In the Australian Supreme Court case of Presland v Hunter Area Health Services [2003] NSWSC 754, the claimant had been negligently discharged and killed his brother’s fiancée. He was not criminally responsible because the insanity defence applied. However, according to the judgment of The Honourable Justice Santow, the notion of a person being able to recover damages despite having committed murder prompted an “instinctive recoil” which may “be a reflection of more considered community values”.

While this case does not affect the reasoning in Lewis-Ranwell, it is interesting to see an example where an alternative conclusion on similar facts had been reached in a different jurisdiction.
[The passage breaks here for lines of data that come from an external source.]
PR #75, opened 2020-01-01
Misuse of BufRead might lead to hangs

FauxFaux:
(This is a bug report, with attached code.. making it a PR? Eh, thanks github.)

The `Reader` utility apparently uses `BufRead`'s `fill_buf` incorrectly. It repeatedly calls `fill_buf` until the codec makes progress. However, typical `BufRead` implementations, including `std::io::BufReader` will *never* read more data from the underlying reader, unless the client has consumed every single byte.

> Returns the contents of the internal buffer, filling it with more data from the inner reader if it is empty.

The test tries to demonstrate by this by having an `Operation` which wants two bytes, but a `Read` which only returns one byte at a time. It hangs indefinitely. I didn't really check the test is correct, but it demonstrates the problem I am thinking about.

I've not actually hit this bug with `zstd-rs`, but have written the same bug in other code. Is `zstd` itself doing internal buffering, helping us not hit this (and making the retry loop pointless)? I guess the test could be extended to check that.

### DIFF
--- a/src/stream/zio/reader.rs
+++ b/src/stream/zio/reader.rs
@@ -159,8 +159,9 @@ where
 
 #[cfg(test)]
 mod tests {
-    use super::Reader;
-    use std::io::{Cursor, Read};
+    use super::{Operation, Reader};
+    use std::io::{self, Cursor, Error, Read};
+    use zstd_safe::{InBuffer, OutBuffer};
 
     #[test]
     fn test_noop() {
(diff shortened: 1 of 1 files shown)


gyscos:
Hi, and thanks for the report!

Indeed, operations are currently expected to always either read at least one byte, or write at least one byte per step. This is indeed (I think) what is guaranteed by the zstd API we're using.

A more general implementation that would be robust to different operations might be interesting, especially if we want to split it in a separate crate, but might be trickier to design, especially if we want to avoid unnecessary copies for performance reasons.

gyscos:
TLDR: yes, the zstd library has its own internal buffer, and will always consume some input.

This highlights the complexity of the public policy considerations in this case.

Lord Hoffman in Gray v Thames Trains cited the example given by The Honourable Justice Sheller in Hunter, whereby if a negligent psychiatrist was murdered by his own patient, the patient could sue the deceased’s estate for damages. While Lord Hoffman did not comment on this example, he deemed it “an interesting question about the limits of the rule”. It remains to be seen whether the established principles could be limited should such a scenario find its way to the courts in the future.

The Court of Appeal heard the defendants’ appeal in June this year, and it will be interesting to see whether they decide to depart from the first instance decision. Whatever the outcome, there is no doubt it will hit the headlines.